PROBLEM DESCRIPTION |
Check each line of the data below for the string "dateCreated". Then give the number of lines that have it, without anything else.

PROVIDED DATA |

++++++

PR #3221, opened 2020-06-02
TRUNK-5222:Extract Private method in locationServiceImpl.getDefaultLocation

sherrif10:
https://issues.openmrs.org/browse/TRUNK-5222
 Kindly review  thanks
 cc @dkayiwa @ibacher

### DIFF
--- a/api/src/main/java/org/openmrs/api/impl/LocationServiceImpl.java
+++ b/api/src/main/java/org/openmrs/api/impl/LocationServiceImpl.java
@@ -119,20 +119,10 @@ public class LocationServiceImpl extends BaseOpenmrsService implements LocationS
 		if (StringUtils.hasText(locationGP)) {
 			location = Context.getLocationService().getLocation(locationGP);
 		}
-
-		if (location == null) {
-			location = getDefaultLocation(null, locationGP);
+		  return StringUtils.hasText(locationGP) ? Context.getLocationService().getLocation(locationGP) : getDefaultLocation(null, "");
 		}
-		
-		// If neither exist, get the first available location
-		if (location == null) {
-			location = Context.getLocationService().getLocation(1);
-		}
-		
-		return location;
-	}
-
-	private Location getDefaultLocation(Location location, String locationGP) {
+	
+    private Location getDefaultLocation(Location location, String locationGP) {
 		//Try to look up 'Unknown Location' in case the global property is something else
 		Location result = getDefaultLocationFromSting(location, locationGP, "Unknown Location");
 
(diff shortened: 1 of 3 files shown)


gitcliff:
hello @sherrif10 ,have u seen the travis failure ?

sherrif10:
Yeah am working on it unfortunately failing tests that i encounter seem to be different from the class being tackled on , still checking on it

sherrif10:
Am coming back it to very soon

sherrif10:
Let me fix some failing test

sherrif10:
Refacoring this code broke some tests ,Especially hl7ServiceTest

api/src/main/java/org/openmrs/api/impl/LocationServiceImpl.java
```diff
@@ -118,21 +118,13 @@ public Location getDefaultLocation() throws APIException {
 		
 		if (StringUtils.hasText(locationGP)) {
 			location = Context.getLocationService().getLocation(locationGP);
+		} else if(location == null){
+				location = getDefaultLocation(null, locationGP);	
+			}
+			return location;
```
ibacher, line 124: This is a pretty drastic change in the logic here and I'm not sure this is what we want to do. 

So before your change, this would first check if `locationGP` has text and if it does, try to load that location. Then if `locationGP` didn't have text or the the location specified by `locationGP` couldn't be found, it would try to get the default location by calling the private `getDefaultLocation()` function. If none of those methods returned a location, it would try to get Location 1 (whatever that is) and return it.

With this change, this will check if `locationGP` has text and if it does, it attempts to return that location. If `locationGP` does not have text (the check on `location == null` is actually redundant because at this point, we know `location` is always `null`), it will call the private `getDefaultLocation()` function. The function will then return the result of either `getLocation(locationGP)` (if `locationGP` has text) or the result of `getDefaultLocation(null, locationGP)` (if `locationGP` does not have text.

In other words, I could simplify the logic in your change to something like this:

```java
return StringUtils.hasText(locationGP) ? Context.getLocationService().getLocation(locationGP) : getDefaultLocation(null, "");
```

I don't think there's much to gain from trying to simplify this method much more than it already is... At a certain point, methods get too "simple" and the logic becomes hard to follow.

sherrif10: Haaa thanks for the logical testing and logical clarification,i will try to do some changes as you suggested

sherrif10: How does it look now,Am not so conviced of how this methods were called from the start btw

sherrif10:
Hello @dkayiwa  @ibacher @mks-d    ,could you have a review and guide me more for this, Do we still need it

sherrif10:
We can go ahead and close it, if its needed then we will back to its attention , thanks @ibacher

PR #3230, opened 2020-06-08
FM2-184: Set context classloader to be module's classloader.

LeeBreisacher:
Explicitly set the context classloader to be the module's classloader
before calling willRefreshContext.

## Issue I worked on
https://issues.openmrs.org/browse/FM2-184

- [x] My IDE is configured to follow the [**code style**]

  No? -> I'm not sure how this can be unit tested, tbh. 

### DIFF
--- a/api/src/main/java/org/openmrs/module/ModuleUtil.java
+++ b/api/src/main/java/org/openmrs/module/ModuleUtil.java
@@ -858,6 +858,7 @@ public class ModuleUtil {
 		for (Module module : startedModules) {
 			try {
 				if (module.getModuleActivator() != null) {
+					Thread.currentThread().setContextClassLoader(ModuleFactory.getModuleClassLoader(module));
 					module.getModuleActivator().willRefreshContext();
 				}
 			}


api/src/main/java/org/openmrs/module/ModuleUtil.java
```diff
@@ -858,6 +858,7 @@ public static AbstractRefreshableApplicationContext refreshApplicationContext(Ab
 		for (Module module : startedModules) {
 			try {
 				if (module.getModuleActivator() != null) {
+					Thread.currentThread().setContextClassLoader(ModuleFactory.getModuleClassLoader(module));
```
dkayiwa, line 861: How about doing it also for the rest of the call backs for the module activator?

LeeBreisacher: hm, good question. There's 3 more calls in the loop at the end of that method. otoh, if it isn't broken...  Note that the OpenmrsClassloader is carefully installed as the context classloader just before that last section. Someone that knows much more about modules and classloaders than I should weigh in.

wluyima: I'm still not sure how this is the solution? A don't think a module classloader should ever be set as the context classloader because that's the role of the OpenmrsClassloader, the problems to be with the module's setup or a module it depends on or the OpenmrsClassloader itself otherwise I smell bad things happening because of this change.

LeeBreisacher: I'm certainly new to this part of OpenMRS, but my reading of the OpenmrsClassLoader code is that it simply holds on to all the "real" classloaders -- the ModuleClassLoaders, and it chooses the right one to do the real work of loading things. The OpenmrsClassLoader doesn't do any actual loading of its own. Except, in some cases (like the one here), the OpenmrsClassloader does not have enough information in hand to be able to choose the right ModuleClassLoader, and it ends up just choosing an arbitrary one (which of course can be the wrong one). So, in this case, we bypass OpenmrsClassLoader and insert the one ModuleClassLoader that we (as the caller) know to be the right one.

dkayiwa: @wluyima based on the above, do you still have objections to merging this? 😊

mddubey: @wluyima @dkayiwa @mks-d 
If there are no more concerns on this PR, can we please merge this PR, As it is blocking our deployments. For development we are able to get our way by removing data-filter for now but we would need it for integration testings.

Thanks

mks-d: @dkayiwa can you validate this PR on the RHS reviewers menu? That'll be one in the box already :-)

@wluyima, any objections on your end?

dkayiwa:
I have gone ahead and merged this because i do not for-see any harm from this change. It is small and logical. Also, the earlier we merge it, the more time we shall have to test it, just in case of any surprises.

api/src/main/java/org/openmrs/module/ModuleUtil.java
wluyima: I still strongly believe the problem is with the module setup or the OpenMRS classloader itself, but am fine with this if it sort of works for now

mddubey:
Hello @dkayiwa 

Could this be also back-ported to `2.3.2-SNAPSHOT`.  That's the version we are targeting in our distribution as of now.
CC: @mks-d

PR #3240, opened 2020-06-11
TRUNK-5655: Added a utility method to get a Concept by it's identifier, name or map

jnsereko:
## Issue I worked on TRUNK-5655

see https://issues.openmrs.org/browse/TRUNK-5655

  No? -> execute above command

### DIFF
--- a/api/src/main/java/org/openmrs/api/ConceptService.java
+++ b/api/src/main/java/org/openmrs/api/ConceptService.java
@@ -332,6 +332,17 @@ public interface ConceptService extends OpenmrsService {
 	 */
 	@Authorized(PrivilegeConstants.GET_CONCEPTS)
 	public Concept getConcept(String conceptIdOrName) throws APIException;
+
+	/**
+	 * Get the concept by conceptRef where the conceptRef can either be: 1) an integer id like 5090
+	 * 2) a mapping type id like "XYZ:HT" 3) a uuid like "a3e12268-74bf-11df-9768-17cfc9833272" 4) a
+	 * name like "PLATELETS" 5) the fully qualified name of a Java constant which contains one of the above
+	 * @param conceptRef the concept string identifier
+	 * @since 2.6.0
+	 * @return the concept if it exists otherwise null
+	 */
+	@Authorized(PrivilegeConstants.GET_CONCEPTS)
+	public Concept getConceptByReference(String conceptRef);
 	
 	/**
 	 * Get Drug by its UUID
--- a/api/src/main/java/org/openmrs/api/impl/ConceptServiceImpl.java
+++ b/api/src/main/java/org/openmrs/api/impl/ConceptServiceImpl.java
@@ -9,8 +9,7 @@
  */
 package org.openmrs.api.impl;
 
-import static org.apache.commons.lang3.StringUtils.contains;
-
+import java.lang.reflect.Field;
 import java.lang.reflect.InvocationTargetException;
 import java.util.ArrayList;
 import java.util.Collection;
@@ -27,6 +26,8 @@ import java.util.UUID;
 
 import org.apache.commons.beanutils.BeanUtils;
 import org.apache.commons.collections.CollectionUtils;
+import org.apache.commons.lang3.StringUtils;
+import org.apache.commons.lang3.math.NumberUtils;
 import org.hibernate.Hibernate;
 import org.openmrs.Concept;
 import org.openmrs.ConceptAnswer;
@@ -70,7 +71,6 @@ import org.slf4j.LoggerFactory;
 import org.springframework.cache.annotation.CacheEvict;
 import org.springframework.cache.annotation.Cacheable;
 import org.springframework.transaction.annotation.Transactional;
-import org.springframework.util.StringUtils;
 
 /**
  * Default Implementation of ConceptService service layer classes
@@ -286,7 +286,7 @@ public class ConceptServiceImpl extends BaseOpenmrsService implements ConceptSer
 	 */
 	@Override
 	public Concept retireConcept(Concept concept, String reason) throws APIException {
-		if (!StringUtils.hasText(reason)) {
+		if (StringUtils.isBlank(reason)) {
 			throw new IllegalArgumentException(Context.getMessageSourceService().getMessage("general.voidReason.empty"));
 		}
 		
@@ -335,6 +335,59 @@ public class ConceptServiceImpl extends BaseOpenmrsService implements ConceptSer
 	@Transactional(readOnly = true)
 	public Concept getConcept(Integer conceptId) throws APIException {
 		return dao.getConcept(conceptId);
+	}
+
+	/**
+	 * @see org.openmrs.api.ConceptService#getConceptByReference(String conceptRef)
+	 */
+	@Override
+	@Transactional(readOnly = true)
+	public Concept getConceptByReference(String conceptRef) {
+		if (StringUtils.isBlank(conceptRef)) {
+			return null;
+		}
+		Concept cpt = null;
+		//check if input is a valid Uuid
+		if (isValidUuidFormat(conceptRef)) {
+			cpt = Context.getConceptService().getConceptByUuid(conceptRef);
+			if (cpt != null) {
+				return cpt;
+			}
+		}
+		//handle mapping
+		int idx = conceptRef.indexOf(":");
+		if (idx >= 0 && idx < conceptRef.length() - 1) {
+			String conceptSource = conceptRef.substring(0, idx);
+			String conceptCode = conceptRef.substring(idx + 1);
+			cpt = Context.getConceptService().getConceptByMapping(conceptCode, conceptSource);
+			if (cpt != null) {
+				return cpt;
+			}
+		}
+		//handle id
+		int conceptId = NumberUtils.toInt(conceptRef, -1);
+		if (conceptId >= 0) {
+			cpt = Context.getConceptService().getConcept(conceptId);
+			if (cpt != null) {
+				return cpt;
+			}
+		} else {
+			//handle name
+			cpt = Context.getConceptService().getConceptByName(conceptRef);
+			if (cpt != null) {
+				return cpt;
+			}
+		}
+		//handle static constant
+		if (conceptRef.contains(".")) {
+			try {
+				return getConceptByReference(evaluateStaticConstant(conceptRef));
+			}
+			catch (APIException e) {
+				log.warn("Unable to translate '{}' into a concept", conceptRef, e);
+			}
+		}
+		return cpt == null ? null : cpt;
 	}
 	
 	/**
@@ -417,7 +470,7 @@ public class ConceptServiceImpl extends BaseOpenmrsService implements ConceptSer
 	@Override
 	@Transactional(readOnly = true)
 	public Concept getConceptByName(String name) {
-		if (!StringUtils.hasText(name)) {
+		if (StringUtils.isBlank(name)) {
 			return null;
 		}
 		return dao.getConceptByName(name);
@@ -769,7 +822,7 @@ public class ConceptServiceImpl extends BaseOpenmrsService implements ConceptSer
 		}
 		
 		ConceptName conceptName = null;
-		if (cp.getState().equals(OpenmrsConstants.CONCEPT_PROPOSAL_CONCEPT) || !StringUtils.hasText(cp.getFinalText())) {
+		if (cp.getState().equals(OpenmrsConstants.CONCEPT_PROPOSAL_CONCEPT) || StringUtils.isBlank(cp.getFinalText())) {
 			cp.setState(OpenmrsConstants.CONCEPT_PROPOSAL_CONCEPT);
 			cp.setFinalText("");
 		} else if (cp.getState().equals(OpenmrsConstants.CONCEPT_PROPOSAL_SYNONYM)) {
@@ -1454,7 +1507,7 @@ public class ConceptServiceImpl extends BaseOpenmrsService implements ConceptSer
 			dao.deleteConceptStopWord(conceptStopWordId);
 		}
 		catch (DAOException e) {
-			if (contains(e.getMessage(), "Concept Stop Word not found or already deleted")) {
+			if (StringUtils.contains(e.getMessage(), "Concept Stop Word not found or already deleted")) {
 				throw new ConceptStopWordException("ConceptStopWord.error.notfound", e);
 			}
 			throw new ConceptStopWordException("general.cannot.delete", e);
@@ -1645,7 +1698,7 @@ public class ConceptServiceImpl extends BaseOpenmrsService implements ConceptSer
 	@Override
 	public ConceptMapType retireConceptMapType(ConceptMapType conceptMapType, String retireReason) throws APIException {
 		String tmpRetireReason = retireReason;
-		if (!StringUtils.hasText(tmpRetireReason)) {
+		if (StringUtils.isBlank(tmpRetireReason)) {
 			tmpRetireReason = Context.getMessageSourceService().getMessage("general.default.retireReason");
 		}
 		conceptMapType.setRetireReason(tmpRetireReason);
@@ -1717,7 +1770,7 @@ public class ConceptServiceImpl extends BaseOpenmrsService implements ConceptSer
 		//On addition of extra attributes to concept maps, terms that were generated from existing maps have 
 		//empty string values for the name property, ignore the search when name is an empty string but allow 
 		//white space characters
-		if (!StringUtils.hasLength(name)) {
+		if (StringUtils.isBlank(name)) {
 			return null;
 		}
 		return dao.getConceptReferenceTermByName(name, conceptSource);
@@ -1749,7 +1802,7 @@ public class ConceptServiceImpl extends BaseOpenmrsService implements ConceptSer
 	public ConceptReferenceTerm retireConceptReferenceTerm(ConceptReferenceTerm conceptReferenceTerm, String retireReason)
 	        throws APIException {
 		String tmpRetireReason = retireReason;
-		if (!StringUtils.hasText(tmpRetireReason)) {
+		if (StringUtils.isBlank(tmpRetireReason)) {
 			tmpRetireReason = Context.getMessageSourceService().getMessage("general.default.retireReason");
 		}
 		conceptReferenceTerm.setRetireReason(tmpRetireReason);
@@ -2002,6 +2055,42 @@ public class ConceptServiceImpl extends BaseOpenmrsService implements ConceptSer
 		return dao.getConceptAttributeCount(conceptAttributeType) > 0;
 	}
 
+	/***
+	 * Determines if the passed string is in valid uuid format By OpenMRS standards, a uuid must be 36
+	 * characters in length and not contain whitespace, but we do not enforce that a uuid be in the
+	 * "canonical" form, with alphanumerics seperated by dashes, since the MVP dictionary does not use
+	 * this format (We also are being slightly lenient and accepting uuids that are 37 or 38 characters
+	 * in length, since the uuid data field is 38 characters long)
+	 */
+	public static boolean isValidUuidFormat(String uuid) {
+		if (uuid.length() < 36 || uuid.length() > 38 || uuid.contains(" ") || uuid.contains(".")) {
+			return false;
+		}
+		return true;
+	}
+
+	/**
+	 * Evaluates the specified Java constant using reflection: if input is org.openmrs.CLASS_NAME.CONSTANT_NAME
+	 * then, output will be CONSTANT_NAME
+	 * @param fqn the fully qualified name of the constant
+	 * @return the constant value or null
+	 */
+	private static String evaluateStaticConstant(String fqn) {
+		int lastPeriod = fqn.lastIndexOf(".");
+		String clazzName = fqn.substring(0, lastPeriod);
+		String constantName = fqn.substring(lastPeriod + 1);
+		try {
+			Class<?> clazz = Context.loadClass(clazzName);
+			Field constantField = clazz.getDeclaredField(constantName);
+			constantField.setAccessible(true);
+			Object val = constantField.get(null);
+			return val != null ? String.valueOf(val) : null;
+		}
+		catch (Exception ex) {
+			throw new APIException("Error while evaluating " + fqn + " as a constant" , ex);
+		}
+	}
+	
 	private List<ConceptClass> getConceptClassesOfOrderTypes() {
 		List<ConceptClass> mappedClasses = new ArrayList<>();
 		AdministrationService administrationService = Context.getAdministrationService();
--- a/api/src/test/java/org/openmrs/api/ConceptServiceTest.java
+++ b/api/src/test/java/org/openmrs/api/ConceptServiceTest.java
@@ -100,7 +100,7 @@ import org.springframework.validation.Errors;
 public class ConceptServiceTest extends BaseContextSensitiveTest {
 	
 	protected ConceptService conceptService = null;
-	
+
 	protected static final String INITIAL_CONCEPTS_XML = "org/openmrs/api/include/ConceptServiceTest-initialConcepts.xml";
 	
 	protected static final String GET_CONCEPTS_BY_SET_XML = "org/openmrs/api/include/ConceptServiceTest-getConceptsBySet.xml";
@@ -111,6 +111,13 @@ public class ConceptServiceTest extends BaseContextSensitiveTest {
 
 	@Autowired
 	CacheManager cacheManager;
+
+	// For testing concept lookups by static constant
+	private static final String TEST_CONCEPT_CONSTANT_ID = "3";
+ 
+	private static final String TEST_CONCEPT_CONSTANT_UUID = "35d3346a-6769-4d52-823f-b4b234bac3e3";
+	
+	private static final String TEST_CONCEPT_CONSTANT_NAME = "COUGH SYRUP";
 	
 	/**
 	 * Run this before each unit test in this class. The "@Before" method in
@@ -2302,8 +2309,10 @@ public class ConceptServiceTest extends BaseContextSensitiveTest {
 		List<Concept> actualConcepts = conceptService.getConceptsByClass(new ConceptClass(3));
 		
 		// verify
-		assertThat(actualConcepts.size(), is(4));
-		assertThat(actualConcepts, containsInAnyOrder(conceptService.getConcept(3), conceptService.getConcept(60), conceptService.getConcept(88), conceptService.getConcept(792)));
+		assertThat(actualConcepts.size(), is(6));
+		assertThat(actualConcepts,
+		    containsInAnyOrder(conceptService.getConcept(3), conceptService.getConcept(60), conceptService.getConcept(64),
+		        conceptService.getConcept(67), conceptService.getConcept(88), conceptService.getConcept(792)));
 	}
 	
 	/**
@@ -2834,7 +2843,7 @@ public class ConceptServiceTest extends BaseContextSensitiveTest {
 	public void getAllConcepts_shouldExcludeRetiredConceptsWhenSetIncludeRetiredToFalse() {
 		final List<Concept> allConcepts = conceptService.getAllConcepts(null, true, false);
 		
-		assertEquals(34, allConcepts.size());
+		assertEquals(36, allConcepts.size());
 		assertEquals(3, allConcepts.get(0).getConceptId().intValue());
 	}
 	
@@ -2845,14 +2854,14 @@ public class ConceptServiceTest extends BaseContextSensitiveTest {
 	public void getAllConcepts_shouldOrderByAConceptField() {
 		List<Concept> allConcepts = conceptService.getAllConcepts("dateCreated", true, true);
 		
-		assertEquals(36, allConcepts.size());
+		assertEquals(38, allConcepts.size());
 		assertEquals(88, allConcepts.get(0).getConceptId().intValue());
 		assertEquals(27, allConcepts.get(allConcepts.size() - 1).getConceptId().intValue());
 		
 		//check desc order
 		allConcepts = conceptService.getAllConcepts("dateCreated", false, true);
 		
-		assertEquals(36, allConcepts.size());
+		assertEquals(38, allConcepts.size());
 		assertEquals(23, allConcepts.get(0).getConceptId().intValue());
 		assertEquals(88, allConcepts.get(allConcepts.size() - 1).getConceptId().intValue());
 	}
@@ -2883,7 +2892,7 @@ public class ConceptServiceTest extends BaseContextSensitiveTest {
 	public void getAllConcepts_shouldOrderByConceptIdAndIncludeRetiredWhenGivenNoParameters() {
 		final List<Concept> allConcepts = conceptService.getAllConcepts();
 		
-		assertEquals(36, allConcepts.size());
+		assertEquals(38, allConcepts.size());
 		assertEquals(3, allConcepts.get(0).getConceptId().intValue());
 	}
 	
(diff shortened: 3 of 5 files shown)


HerbertYiga:
@jnsereko  you have a breaking line in ConceptServiceImpl.java,could you check out your ci logs to solve this

api/src/test/java/org/openmrs/api/ConceptServiceTest.java
```diff
@@ -3531,4 +3535,80 @@ public void getConcepts_shouldPassWithAndOrNotWords() {
...
 		assertThat(searchResults.get(0).getWord(), is("SALBUTAMOL INHALER NOT"));
 	}
+
+	/**
+	 * @see ConceptService#getConceptByNameOrIdOrMap(String)
+	 */
+	@Test
+	public void getConceptByNameOrIdOrMap_shouldFindAConceptByItsConceptName() {
+		String conceptName = "COUGH SYRUP";
+		Assert.assertEquals("3", conceptService.getConceptByNameOrIdOrMap(conceptName).getConceptId().toString());
```
HerbertYiga, line 3545: i am worried of the 3 here,did you set it as a conceptId  any were up for COUGH SYRUP

jnsereko:
> @jnsereko you have a breaking line in ConceptServiceImpl.java,could you check out your ci logs to solve this

Yea sure I am working on it

api/src/test/java/org/openmrs/api/ConceptServiceTest.java
jnsereko: There is already a concept with the name "**COUGH SYRUP**" and its id is "**3**" in the file called [StandardDataSet.xml](https://github.com/openmrs/openmrs-core/blob/master/api/src/test/resources/org/openmrs/include/standardTestDataset.xml)
I decided to use this concept as i was testing the method in getting the concept by name.

jnsereko:
@samuelmale @dkayiwa @mozzy11 
May you please review and comment.

api/src/test/java/org/openmrs/api/ConceptServiceTest.java
jnsereko: hello **herbert**! should i resolve this!

HerbertYiga: that line is ok,i got to see the id in the data set

api/src/main/java/org/openmrs/api/impl/ConceptServiceImpl.java
```diff
@@ -1982,6 +1984,72 @@ public boolean hasAnyConceptAttribute(ConceptAttributeType conceptAttributeType)
...
+	 */
+	@Override
+	@Transactional(readOnly = true)
+	public Concept getConceptByNameOrIdOrMap(String conceptRef) throws APIException {
+		if (conceptRef == null) {
+			return null;
+		}
+		Concept cpt = null;
+		//check if input is a valid Uuid
+		if (!(conceptRef.length() < 36 || conceptRef.length() > 38 || conceptRef.contains(" ") || conceptRef.contains("."))) {
```
HerbertYiga, line 1998: should it be greater than 36 or 38?

ibacher: Ugh... I hate the 36 / 38 thing. The normal display format for UUIDs is 32 digits + 4 dashes (36 characters), e.g. 8-4-4-4-12. However, our database fields allow UUIDs to be up to 38 characters (which corresponds to the Microsoft GUID format, which is the same as the above with curly braces around it, even though we don't use that anywhere).

Maybe this could be simplified into just checking with a regex:

```java
private static final Pattern UUID_FORMAT = Pattern.compile("^\\d{8}-\\d{4}-\\d{4}-\\d{4}-\\d{12}$");

...

if (UUID_FORMAT.matcher(conceptRef).matches()) {
    ...
}
```

api/src/main/java/org/openmrs/api/ConceptService.java
```diff
@@ -1923,4 +1923,23 @@ public Drug getDrugByMapping(String code, ConceptSource conceptSource,
...
+	 * <strong>Should</strong> find a concept by its conceptId
+	 * <strong>Should</strong>  find a concept by its mapping
+	 * <strong>Should</strong> find a concept by its uuid
+	 * <strong>Should</strong> find a concept by its name
+	 * <strong>Should</strong> find a concept by a fully qualified name of a Java constant that contains an id,
+	 * 								uuid, name or mapping
+	 * <strong>Should</strong> return null when ConceptRef does not exist
+	 */
+	@Authorized(PrivilegeConstants.GET_CONCEPTS)
+	public Concept getConceptByNameOrIdOrMap(String conceptRef);
```
ibacher, line 1943: I'd call this `getConceptByReference()`, This should have a `@since` comment in the Javadoc. Also, we don't need the `<should>` stuff, although I would expect these to be included in unit tests.

api/src/main/java/org/openmrs/api/impl/ConceptServiceImpl.java
```diff
@@ -1982,6 +1984,72 @@ public boolean hasAnyConceptAttribute(ConceptAttributeType conceptAttributeType)
 		return dao.getConceptAttributeCount(conceptAttributeType) > 0;
 	}
 
+	/**
+	 * @see org.openmrs.api.ConceptService#getConceptByNameOrIdOrMap(String conceptRef
+	 */
+	@Override
+	@Transactional(readOnly = true)
+	public Concept getConceptByNameOrIdOrMap(String conceptRef) throws APIException {
+		if (conceptRef == null) {
```
ibacher, line 1993: Presumably, this should be something like `StringUtils.isBlank(conceptRef)`, which handles both `null` and the case where `conceptRef` is only whitespace.

api/src/main/java/org/openmrs/api/impl/ConceptServiceImpl.java
```diff
@@ -1982,6 +1984,72 @@ public boolean hasAnyConceptAttribute(ConceptAttributeType conceptAttributeType)
...
+			return null;
+		}
+		Concept cpt = null;
+		//check if input is a valid Uuid
+		if (!(conceptRef.length() < 36 || conceptRef.length() > 38 || conceptRef.contains(" ") || conceptRef.contains("."))) {
+			cpt = Context.getConceptService().getConceptByUuid(conceptRef);
+			if (cpt != null)
+				return cpt;
```
ibacher, line 2001: Every `if` should have curly brackets.

api/src/main/java/org/openmrs/api/impl/ConceptServiceImpl.java
```diff
@@ -1982,6 +1984,72 @@ public boolean hasAnyConceptAttribute(ConceptAttributeType conceptAttributeType)
...
+		}
+		//check if input is map
+		if (conceptRef.indexOf(":") != -1) {
+			int idx = conceptRef.indexOf(":");
```
ibacher, line 2005: Why are we calling `.indexOf()` twice?

```java
int idx = conceptRef.indexOf(":");
if (idx >= 0 && idx < conceptRef.length - 1) {
    String conceptSource = conceptRef.substring(0, idx);
    String conceptCode = conceptRef.substring(idx + 1);
}
```

Also note the extra safety check to avoid the case where conceptRef is something like `CIEL:`.

api/src/main/java/org/openmrs/api/impl/ConceptServiceImpl.java
```diff
@@ -1982,6 +1984,72 @@ public boolean hasAnyConceptAttribute(ConceptAttributeType conceptAttributeType)
...
+			String conceptSource, conceptCode;
+			conceptCode = conceptRef.substring(idx + 1);
+			conceptSource = conceptRef.substring(0, idx);
+			cpt = Context.getConceptService().getConceptByMapping(conceptCode, conceptSource);
+			if (cpt != null)
+				return cpt;
+		}
+		//check if input is a name or id
+		if (!conceptRef.isEmpty()) {
```
ibacher, line 2014: This is redundant or, at the very least, should be done *before* we get here, since none of these tests are very functional if the `conceptRef` is empty.

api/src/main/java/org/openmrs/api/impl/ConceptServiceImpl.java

++++++

SOLUTION FOR THIS TASK |
2